Entertainment
Toy Story 5 updates toy versus tech clash for tablet era
Toy Story 5 is turning Pixar’s oldest conflict into a very current one: the toys are no longer just up against a flashy new plaything, they are up against the devices already shaping family life. By introducing Lilypad, a tablet voiced by Greta Lee, Disney and Pixar are recasting the franchise as a story about screen dependence, attention, and the growing business of keeping children engaged.
A sequel built for the tablet era
The new film is being framed by Disney and Pixar as “Toy meets Tech,” and that slogan is doing a lot of work. Buzz, Woody, Jessie, and the rest of the gang are challenged by electronics, with Lilypad positioned as a brand-new tablet device that brings “her own disruptive ideas about what is best for their kid, Bonnie.” That makes the premise feel less like a nostalgic callback and more like a cultural diagnosis: the competition for a child’s attention is no longer a single toy on the floor, but a screen that can entertain, distract, and direct.
That shift is what gives the movie its wider significance. The original Toy Story was about a vintage doll, Woody, feeling threatened by the arrival of Buzz Lightyear, an electronic action figure that represented a more modern kind of toy. In Toy Story 5, the threat is not another toy at all, but the device category that now sits at the center of modern childhood.
Why the franchise keeps finding the cultural moment

The first Toy Story arrived in the United States on November 22, 1995, after production began on January 19, 1993. It was the first fully computer-animated feature film, which made it a technical milestone as well as a box-office hit. Made on a reported $30 million budget, it earned about $375.5 million worldwide and helped establish Pixar as a major animation studio.
That history matters because the franchise has always tracked changes in how children play. In the mid-1990s, the novelty was an electronic action figure. Now the concern is a tablet, a device that does not just sit in the toy box but competes with every other form of entertainment a child can reach. The series has been able to return to this theme because the underlying question keeps changing with the market: what happens when a child’s imagination has to fight the newest thing in the room?
What the new film says about parents and screens
Toy Story 5 lands in a media environment where screen time is already a major parental anxiety. Common Sense Media’s 2025 Census reports that children ages 8 and younger averaged 2 hours and 27 minutes of daily screen media in 2024. The same census found the largest jump in gaming time among young children was on smartphones and tablets, which is exactly the territory the film is stepping into.

That makes Lilypad more than a character design choice. She is a symbol of the shift from passive play to device-centered attention, and of the way family life has become organized around screens that are portable, personalized, and always available. Disney’s own promotional language underscores the point, saying the toys’ jobs get harder when they go head to head with an all-new threat to playtime. In other words, the movie is not merely asking whether toys can compete with tech, but whether anything can compete with the instant pull of a tablet.
The people steering the update
The sequel is directed by Andrew Stanton, co-directed by Kenna Harris, and produced by Lindsey Collins. It is scheduled to open exclusively in theaters on June 19, 2026, which gives Disney and Pixar a summer launch window for a story built around one of the most urgent cultural conversations of the moment.
Greta Lee’s casting as Lilypad reinforces how directly the film is updating the franchise’s iconography. The premise depends on the contrast between the familiar toys and a new kind of household object, one that children do not merely play with but use to consume content, game, and occupy attention.
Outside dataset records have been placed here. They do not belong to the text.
PR #4214, opened 2026-04-08
Run tests with JDK 26

Gedochao:
We should run the basic JDK compat tests with Java 26, since it's out and about now.

## Checklist

not at all

existing test suites

### DIFF
--- a/project/deps/package.mill
+++ b/project/deps/package.mill
@@ -105,7 +105,7 @@ object Java {
     defaultJava,
     minimumJavaLauncherJava
   ).distinct
-  def mainJavaVersions: Seq[Int] = Seq(8, 11, 17, 21, 23, 24, 25)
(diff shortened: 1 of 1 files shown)


project/deps/package.mill
```diff
@@ -105,7 +105,7 @@ object Java {
     defaultJava,
     minimumJavaLauncherJava
   ).distinct
-  def mainJavaVersions: Seq[Int] = Seq(8, 11, 17, 21, 23, 24, 25)
+  def mainJavaVersions: Seq[Int] = Seq(8, 11, 17, 21, 23, 24, 26)
```
tgodzik: Why drop 25? It's LTS, so we should probably keep it

Gedochao: right 🤦 
fixed.

zielinsky (approved):

tgodzik (approved):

Bonnie Anderson remains at the center of the story, which keeps the emotional stakes grounded in the same child-centered lens that has always powered the series.

Why this matters beyond animation
The larger story here is not only about Pixar’s ability to modernize an old franchise. It is about how children’s entertainment now mirrors the pressures parents already feel. Screens are no longer background noise in family life, they are the main rival to toys, books, outdoor play, and even boredom, which has long been part of how children create their own games.
That is why Toy Story 5 reads like a cultural thermometer. The original film turned a toy rivalry into a metaphor for change in the 1990s; the new one does the same for an era in which smartphones and tablets are embedded in daily routines. The franchise has found a new way to tell an old story, but the real update is sharper than nostalgia: childhood itself is now being negotiated against a glowing screen.